* [TASK BRIEF]
Count the lines in the records beneath this task that contain the string "planned", then give the count by itself.
········
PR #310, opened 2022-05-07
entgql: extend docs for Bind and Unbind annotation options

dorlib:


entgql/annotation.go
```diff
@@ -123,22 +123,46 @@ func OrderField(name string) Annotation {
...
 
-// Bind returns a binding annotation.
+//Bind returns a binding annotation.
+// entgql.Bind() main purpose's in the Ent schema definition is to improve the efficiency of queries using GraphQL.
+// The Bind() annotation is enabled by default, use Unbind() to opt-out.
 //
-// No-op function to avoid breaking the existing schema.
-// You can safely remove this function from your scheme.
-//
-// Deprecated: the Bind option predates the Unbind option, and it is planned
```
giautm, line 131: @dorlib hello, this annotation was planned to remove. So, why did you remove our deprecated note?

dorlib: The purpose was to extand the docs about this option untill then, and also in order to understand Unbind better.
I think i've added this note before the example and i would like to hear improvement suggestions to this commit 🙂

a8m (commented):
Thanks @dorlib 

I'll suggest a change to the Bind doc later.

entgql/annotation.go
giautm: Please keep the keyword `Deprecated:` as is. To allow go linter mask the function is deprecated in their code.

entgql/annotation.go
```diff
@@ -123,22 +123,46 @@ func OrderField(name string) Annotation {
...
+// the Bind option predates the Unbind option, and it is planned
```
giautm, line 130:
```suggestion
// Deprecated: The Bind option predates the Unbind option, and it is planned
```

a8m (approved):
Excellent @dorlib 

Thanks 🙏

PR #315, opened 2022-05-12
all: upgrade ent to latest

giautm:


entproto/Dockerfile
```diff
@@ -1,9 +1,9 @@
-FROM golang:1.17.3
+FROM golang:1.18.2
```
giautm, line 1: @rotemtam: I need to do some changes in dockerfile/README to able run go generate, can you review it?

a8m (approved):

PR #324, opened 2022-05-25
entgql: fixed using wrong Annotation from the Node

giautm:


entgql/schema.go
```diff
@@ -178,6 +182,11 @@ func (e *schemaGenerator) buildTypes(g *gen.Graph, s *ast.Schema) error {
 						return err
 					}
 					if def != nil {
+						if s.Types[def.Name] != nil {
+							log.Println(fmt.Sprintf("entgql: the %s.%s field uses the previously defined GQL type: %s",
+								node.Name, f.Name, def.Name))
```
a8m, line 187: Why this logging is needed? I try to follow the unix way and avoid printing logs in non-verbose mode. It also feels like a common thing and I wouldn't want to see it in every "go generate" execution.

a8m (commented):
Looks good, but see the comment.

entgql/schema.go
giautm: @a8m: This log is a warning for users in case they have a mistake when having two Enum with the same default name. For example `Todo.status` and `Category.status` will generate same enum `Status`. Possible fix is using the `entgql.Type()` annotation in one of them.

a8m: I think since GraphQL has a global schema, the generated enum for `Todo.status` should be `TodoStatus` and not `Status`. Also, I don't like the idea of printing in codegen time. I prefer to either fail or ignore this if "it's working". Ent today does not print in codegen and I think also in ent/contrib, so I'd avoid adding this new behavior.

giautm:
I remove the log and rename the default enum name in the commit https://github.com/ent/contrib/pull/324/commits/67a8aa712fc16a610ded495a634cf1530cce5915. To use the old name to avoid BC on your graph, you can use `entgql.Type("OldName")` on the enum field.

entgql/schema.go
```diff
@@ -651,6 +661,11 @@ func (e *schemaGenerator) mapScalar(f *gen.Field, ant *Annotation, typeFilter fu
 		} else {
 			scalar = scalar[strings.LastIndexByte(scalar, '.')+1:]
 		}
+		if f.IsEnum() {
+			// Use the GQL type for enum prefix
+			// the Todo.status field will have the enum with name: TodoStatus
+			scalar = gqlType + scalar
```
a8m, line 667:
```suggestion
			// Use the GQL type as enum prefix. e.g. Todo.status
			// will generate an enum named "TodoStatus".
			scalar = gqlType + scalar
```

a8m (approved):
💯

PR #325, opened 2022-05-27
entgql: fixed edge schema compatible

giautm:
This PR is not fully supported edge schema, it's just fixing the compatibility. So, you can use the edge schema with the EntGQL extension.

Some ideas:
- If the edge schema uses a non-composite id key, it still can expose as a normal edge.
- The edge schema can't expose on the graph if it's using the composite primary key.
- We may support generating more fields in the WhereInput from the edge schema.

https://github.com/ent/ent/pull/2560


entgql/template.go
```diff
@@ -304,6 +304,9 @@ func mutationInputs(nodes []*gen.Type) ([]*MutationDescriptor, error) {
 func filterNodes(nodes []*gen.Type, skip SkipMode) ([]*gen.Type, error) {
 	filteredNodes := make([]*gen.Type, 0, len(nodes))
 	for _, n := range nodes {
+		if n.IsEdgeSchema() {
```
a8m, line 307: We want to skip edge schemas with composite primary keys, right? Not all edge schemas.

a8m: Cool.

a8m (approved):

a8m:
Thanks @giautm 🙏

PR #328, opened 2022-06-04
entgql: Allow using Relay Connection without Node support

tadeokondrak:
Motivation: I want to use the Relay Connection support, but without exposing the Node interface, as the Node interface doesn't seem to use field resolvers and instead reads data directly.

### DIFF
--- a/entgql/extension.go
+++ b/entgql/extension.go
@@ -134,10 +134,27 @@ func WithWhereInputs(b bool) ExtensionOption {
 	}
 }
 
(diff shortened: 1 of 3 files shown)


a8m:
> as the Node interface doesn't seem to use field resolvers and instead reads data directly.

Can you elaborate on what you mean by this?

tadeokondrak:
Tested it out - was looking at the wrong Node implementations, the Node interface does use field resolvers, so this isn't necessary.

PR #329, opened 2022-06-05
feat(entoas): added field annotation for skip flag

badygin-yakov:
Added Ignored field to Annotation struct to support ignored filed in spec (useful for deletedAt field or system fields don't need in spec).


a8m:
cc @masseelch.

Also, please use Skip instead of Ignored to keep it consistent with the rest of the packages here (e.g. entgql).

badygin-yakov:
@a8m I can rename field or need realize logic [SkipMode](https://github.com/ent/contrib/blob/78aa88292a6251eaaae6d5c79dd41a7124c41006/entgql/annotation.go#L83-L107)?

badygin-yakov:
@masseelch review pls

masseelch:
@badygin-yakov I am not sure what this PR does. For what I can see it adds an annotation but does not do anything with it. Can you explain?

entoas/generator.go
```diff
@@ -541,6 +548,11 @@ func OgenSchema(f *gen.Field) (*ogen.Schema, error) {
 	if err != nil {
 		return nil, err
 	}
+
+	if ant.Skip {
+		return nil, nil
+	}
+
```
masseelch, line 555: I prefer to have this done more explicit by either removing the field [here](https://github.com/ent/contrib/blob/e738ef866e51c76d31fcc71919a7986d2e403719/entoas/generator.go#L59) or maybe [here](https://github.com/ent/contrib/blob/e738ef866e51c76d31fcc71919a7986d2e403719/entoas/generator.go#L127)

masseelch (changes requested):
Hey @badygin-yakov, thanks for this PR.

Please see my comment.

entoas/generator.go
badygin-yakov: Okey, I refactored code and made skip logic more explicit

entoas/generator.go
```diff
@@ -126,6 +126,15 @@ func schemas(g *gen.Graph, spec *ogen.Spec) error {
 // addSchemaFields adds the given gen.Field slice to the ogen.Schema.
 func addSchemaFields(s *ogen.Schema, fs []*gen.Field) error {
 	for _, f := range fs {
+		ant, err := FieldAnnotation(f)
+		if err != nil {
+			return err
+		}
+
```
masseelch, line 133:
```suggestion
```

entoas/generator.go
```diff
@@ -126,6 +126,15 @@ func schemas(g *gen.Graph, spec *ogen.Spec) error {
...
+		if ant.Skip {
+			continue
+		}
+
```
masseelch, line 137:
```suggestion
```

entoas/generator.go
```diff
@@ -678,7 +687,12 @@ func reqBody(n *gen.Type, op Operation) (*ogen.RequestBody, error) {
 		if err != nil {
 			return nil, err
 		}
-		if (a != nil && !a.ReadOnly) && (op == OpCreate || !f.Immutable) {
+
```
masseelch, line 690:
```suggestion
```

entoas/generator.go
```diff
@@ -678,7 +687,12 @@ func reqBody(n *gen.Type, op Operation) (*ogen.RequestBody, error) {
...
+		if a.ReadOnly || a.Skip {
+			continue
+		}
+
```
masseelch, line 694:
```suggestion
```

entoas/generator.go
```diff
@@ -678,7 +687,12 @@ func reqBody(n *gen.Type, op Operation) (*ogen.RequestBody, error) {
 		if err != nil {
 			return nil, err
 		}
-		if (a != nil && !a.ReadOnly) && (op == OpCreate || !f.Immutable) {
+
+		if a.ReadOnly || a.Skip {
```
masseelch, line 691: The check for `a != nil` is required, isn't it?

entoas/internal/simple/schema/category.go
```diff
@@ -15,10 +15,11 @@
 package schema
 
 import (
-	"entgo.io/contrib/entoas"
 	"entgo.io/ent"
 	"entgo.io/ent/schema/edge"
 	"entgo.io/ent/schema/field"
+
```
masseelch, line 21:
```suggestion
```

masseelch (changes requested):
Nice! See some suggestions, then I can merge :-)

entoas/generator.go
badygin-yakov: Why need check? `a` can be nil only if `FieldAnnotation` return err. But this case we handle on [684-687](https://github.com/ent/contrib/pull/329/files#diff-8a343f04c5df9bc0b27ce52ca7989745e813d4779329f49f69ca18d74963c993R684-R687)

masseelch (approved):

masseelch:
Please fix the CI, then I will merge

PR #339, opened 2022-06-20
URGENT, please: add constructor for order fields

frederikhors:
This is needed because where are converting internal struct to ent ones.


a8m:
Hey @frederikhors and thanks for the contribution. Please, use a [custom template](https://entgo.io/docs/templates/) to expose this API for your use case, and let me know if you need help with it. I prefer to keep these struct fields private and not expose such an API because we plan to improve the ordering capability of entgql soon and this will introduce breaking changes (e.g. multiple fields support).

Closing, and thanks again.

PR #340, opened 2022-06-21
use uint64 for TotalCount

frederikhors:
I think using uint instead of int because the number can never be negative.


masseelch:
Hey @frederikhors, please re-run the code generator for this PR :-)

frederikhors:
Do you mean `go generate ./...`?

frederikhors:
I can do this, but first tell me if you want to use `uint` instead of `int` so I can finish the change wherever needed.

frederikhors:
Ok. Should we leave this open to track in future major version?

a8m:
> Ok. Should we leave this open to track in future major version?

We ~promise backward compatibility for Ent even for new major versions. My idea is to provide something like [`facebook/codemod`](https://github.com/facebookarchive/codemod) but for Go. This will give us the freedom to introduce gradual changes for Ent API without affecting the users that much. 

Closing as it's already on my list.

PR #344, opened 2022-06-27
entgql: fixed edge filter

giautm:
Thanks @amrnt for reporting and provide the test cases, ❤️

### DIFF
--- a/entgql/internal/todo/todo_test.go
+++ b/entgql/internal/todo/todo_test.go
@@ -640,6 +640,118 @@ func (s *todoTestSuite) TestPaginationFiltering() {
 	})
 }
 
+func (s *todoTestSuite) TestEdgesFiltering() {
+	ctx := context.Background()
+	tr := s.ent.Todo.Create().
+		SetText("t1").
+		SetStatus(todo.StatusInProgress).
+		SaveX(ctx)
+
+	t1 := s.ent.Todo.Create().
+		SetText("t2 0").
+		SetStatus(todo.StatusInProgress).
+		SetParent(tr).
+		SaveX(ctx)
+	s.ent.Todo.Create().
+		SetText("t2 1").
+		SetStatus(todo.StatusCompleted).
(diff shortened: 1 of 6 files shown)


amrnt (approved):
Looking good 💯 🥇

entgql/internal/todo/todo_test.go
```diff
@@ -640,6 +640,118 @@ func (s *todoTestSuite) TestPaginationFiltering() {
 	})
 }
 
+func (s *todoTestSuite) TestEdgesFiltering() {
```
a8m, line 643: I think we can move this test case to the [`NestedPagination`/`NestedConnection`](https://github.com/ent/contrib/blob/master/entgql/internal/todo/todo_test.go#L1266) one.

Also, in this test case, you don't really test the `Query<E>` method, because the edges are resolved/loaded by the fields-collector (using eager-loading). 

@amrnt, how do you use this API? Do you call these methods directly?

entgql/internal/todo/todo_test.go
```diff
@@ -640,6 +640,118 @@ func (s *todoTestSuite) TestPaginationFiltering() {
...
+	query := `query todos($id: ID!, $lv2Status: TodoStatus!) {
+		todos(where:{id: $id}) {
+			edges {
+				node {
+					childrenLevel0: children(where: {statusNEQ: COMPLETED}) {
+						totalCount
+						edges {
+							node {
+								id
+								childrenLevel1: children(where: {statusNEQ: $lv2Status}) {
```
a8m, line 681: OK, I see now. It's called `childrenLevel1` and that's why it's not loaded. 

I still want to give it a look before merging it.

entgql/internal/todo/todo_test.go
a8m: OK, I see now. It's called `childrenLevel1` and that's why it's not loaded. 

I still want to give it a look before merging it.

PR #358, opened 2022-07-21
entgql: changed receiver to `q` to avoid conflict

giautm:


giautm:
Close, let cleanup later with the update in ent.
········
* [TASK ANSWER]
4